It was a woman hunt, too; for of course Doris and Felice, forward, must be a part of the quarry; and as I reckoned their chances, I thought that never a bulldog-jawed hound had run a quarry into a more hopeless hollow log than the one into which this man of the Iron Age had run my friends of the Flamingo Feather when he followed them on to the Century. He had them where and when he wanted them; they simply couldn’t get away. Of course, I didn’t know whether or not he was alone, in the sense whether he had other operatives with him; that made no difference; he had the clothing merchants and the golfers; the married pair, and mother and son; the assorted six with the bond salesmen,—if you cared to count them; he had a hundred with him whenever he wanted them. George and Doris, with Felice, had their wits and themselves; and, since there could be no possible doubt of the outcome of the stalking I was seeing, I couldn’t help wanting them to give “Iron Age” a run before he got them.

There’s something about authority—especially when it’s so satisfied and certain and when it has all the odds on its side—which does that to one.
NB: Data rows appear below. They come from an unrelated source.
PR #174, opened 2022-11-23
Race & Ethnicities (Playtesting Followup): Debounce Saving & Send All Dimensions

mxosman:
## Description of the change

Debounce saving and send all 24 dimensions instead of the deltas. Also, optimize saving by using `input`s for the buttons and utilizing `onChange`.

Demo: https://playtesting---justice-counts-web-qqec6jbn6a-uc.a.run.app/

## Related issues

Contributes to #180 

### Development

### Code review

### DIFF
--- a/publisher/src/components/Forms/BinaryRadioButton.tsx
+++ b/publisher/src/components/Forms/BinaryRadioButton.tsx
@@ -20,7 +20,7 @@ import {
   typography,
 } from "@justice-counts/common/components/GlobalStyles";
 import React, { InputHTMLAttributes } from "react";
-import styled from "styled-components/macro";
+import styled, { css } from "styled-components/macro";
 
 export const BinaryRadioGroupContainer = styled.div`
   display: flex;
@@ -43,7 +43,7 @@ export const BinaryRadioGroupQuestion = styled.div`
   color: ${palette.solid.darkgrey};
 `;
 
-export const RadioButtonWrapper = styled.div`
+export const RadioButtonWrapper = styled.div<{ lastOptionBlue?: boolean }>`
   display: flex;
   flex: 1 1 0;
   margin: 15px 0 0 0;
@@ -51,6 +51,22 @@ export const RadioButtonWrapper = styled.div`
   &:first-child {
     margin: 15px 10px 0 0;
   }
+
+  ${({ lastOptionBlue }) =>
+    lastOptionBlue &&
+    css`
+      margin: 0;
+
+      &:first-child {
+        margin: 0px 10px 0 0;
+      }
+
+      &:first-child input:checked + label {
+        background-color: ${palette.highlight.grey9};
+        border-color: unset;
+        color: ${palette.solid.white};
+      }
+    `}
 `;
 
 export const RadioButtonElement = styled.input<{
@@ -83,6 +99,7 @@ export const RadioButtonElement = styled.input<{
 
 export const RadioButtonLabel = styled.label<{
   disabled?: boolean;
+  buttonSize?: string;
 }>`
   ${typography.sizeCSS.medium}
   width: 100%;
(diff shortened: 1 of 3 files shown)


lilidworkin (approved):
Looks great! Thanks for making this change. It actually seems to simplify the code a bit too!

> Also, optimize saving by using inputs for the buttons and utilizing onChange.

Just out of curiosity, would you mind expanding on this a little?

mxosman:
> Looks great! Thanks for making this change. It actually seems to simplify the code a bit too!

Thank you for the suggestion - it definitely simplified a lot of the code! 

> 
> > Also, optimize saving by using inputs for the buttons and utilizing onChange.
> 
> Just out of curiosity, would you mind expanding on this a little?

Absolutely! Before I just used a `div` to act as a mini button and used an `onClick` handler - every time you clicked on an option that was already selected, it would fire off the onClick function. Here, I am extending the current binary radio input  component and using the input's `onChange` event handler so nothing fires off when the user clicks an already selected option. It's better practice in general to be using `input`s for buttons. Since our buttons are continuing to evolve, I'll make a task to go through at some point and centralize/clean them up.

publisher/src/components/Forms/BinaryRadioButton.tsx
```diff
@@ -127,16 +156,22 @@ export const BinaryRadioButton: React.FC<RadioButtonProps> = ({
   context,
   metricKey,
   disabled,
+  buttonSize,
+  lastOptionBlue,
   ...props
 }): JSX.Element => {
   return (
-    <RadioButtonWrapper>
+    <RadioButtonWrapper lastOptionBlue={lastOptionBlue}>
```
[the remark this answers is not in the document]
mxosman: In the designs, it looks like the mini buttons are all grey when selected, except for the last button which is blue when selected. 
Screenshot 2022-11-30 at 10 43 51 AM

Since I'm extending our BinaryRadioButton component, I needed to add this to have it deviate from it's current behavior throughout the app (all selected options are blue):

Screenshot 2022-11-30 at 10 43 04 AM
Screenshot 2022-11-30 at 10 42 58 AM

Let me know if you think I should have a clearer name/add a comment in the BinaryRadioButton component describing this.

lilidworkin:
Nice, that makes perfect sense @mxosman ! Thanks for explaining!

publisher/src/stores/MetricConfigStore.tsx
```diff
@@ -819,17 +805,25 @@ class MetricConfigStore {
...
+      (Object.values(raceEthnicitiesDimensions) as UpdatedDimension[]);
+
+    /** Return an object w/ all dimensions in the desired backend data structure for saving purposes */
     return {
       key: metricKey,
       disaggregations: [
         {
           key: RACE_ETHNICITY_DISAGGREGATION_KEY,
-          dimensions: updatedDimensions,
+          dimensions,
```
terryttsai, line 826: What if dimensions is undefined?

terryttsai: If in line 817 raceEthnicitiesDimensions is falsey

publisher/src/stores/MetricConfigStore.tsx
```diff
@@ -770,21 +756,22 @@ class MetricConfigStore {
...
```
terryttsai, line 774: Same here, what if dimensions is undefined?

publisher/src/stores/MetricConfigStore.tsx
mxosman: Always a great question - part of the reason I added the `raceEthnicitiesDimensions` and `dimensions` below the updater function is to ensure that `dimensions` will always have a value. In fact, `dimensions` doesn't even really need the `raceEthnicitiesDimensions &&` check.

If somehow it's `undefined` and we get to this point, it'll just return the object without the `dimensions` property - but I can't figure out how it could end up as `undefined` by the time we get here in either function.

Doris Wellington was not in my sight now; but when I thought of her as she was at the dance and as I had seen her walking down Michigan Avenue, I simply couldn’t find any impulse to help old “Iron Age” over there snap his handcuffs upon her and put that active, eager, pert little thing behind jail bars to be locked up until she was ten years older.

Now if “Iron Age” could specialize on George, I could control my emotions perfectly. I’d become somewhat more indulgent toward George, I’ve told you; yet I was not wild over him, at all. However, if “Iron Age” got George, by the same process he’d probably have Doris and maid too. So I was feeling almost friendly with George when I noticed he was standing up. He seemed absolutely casual about where he wanted to go. He wandered down nearer “Iron Age” first, yawned and turned a few pages of a Harper’s on the desk there; that seemed to make him sleepier and he strolled forward out of the car.

I arose and drifted after him. Through two Pullmans he walked ahead of me wholly unaware, so far as I could guess, that I was behind him; then, in the vestibule of the third car—with doors closed before and behind us—he half-turned his head.

“Old dear, check him,” he said to me. “Here; this door’s jammed.”

He opened the door before him as he spoke, he sidled through and, as he shut it, he dropped something which engaged the bottom of the door. His words certainly were true, then; that door was jammed. I couldn’t open it.

“Iron Age” could not budge it, when he replaced me at the knob. He must have been half a car behind me but I hadn’t even suspected it till he joined me. Together we were the better part of three minutes at the door before we could enter the next car. George was then far forward.

I stopped in the washroom of that Pullman; for I wanted a minute or so alone to think over things since George had spoken to me. He had hailed me, you see, as a sort of comrade; he’d counted on me being with him.

Now I realized that after Doris had seen me at Caldon’s and then they both had seen me at the Blackstone and here on the train, they must have attached some significance to me. And it was becoming plain to me that they made it a friendly significance; at least, they did not put me down among their pursuers. Probably Doris recognized me, not in the sense that she knew me for Steve Fanneal, but in the far more decoying sense that she realized I had been her partner at the Flamingo Feather and that, therefore, she could count on me when she needed help in this emergency.

I couldn’t decide how “Iron Age” had marked me down. He went forward through a couple of cars but evidently lost George in some washroom or compartment and he decided to give up George for the present—there was no danger in that; we were skimming along about sixty-five miles the hour. Anyway, “Iron Age” paid me the compliment of returning to me in the Pullman smoking room and he plumped himself down, emphatically, and went about the job of clearing up any doubts of me.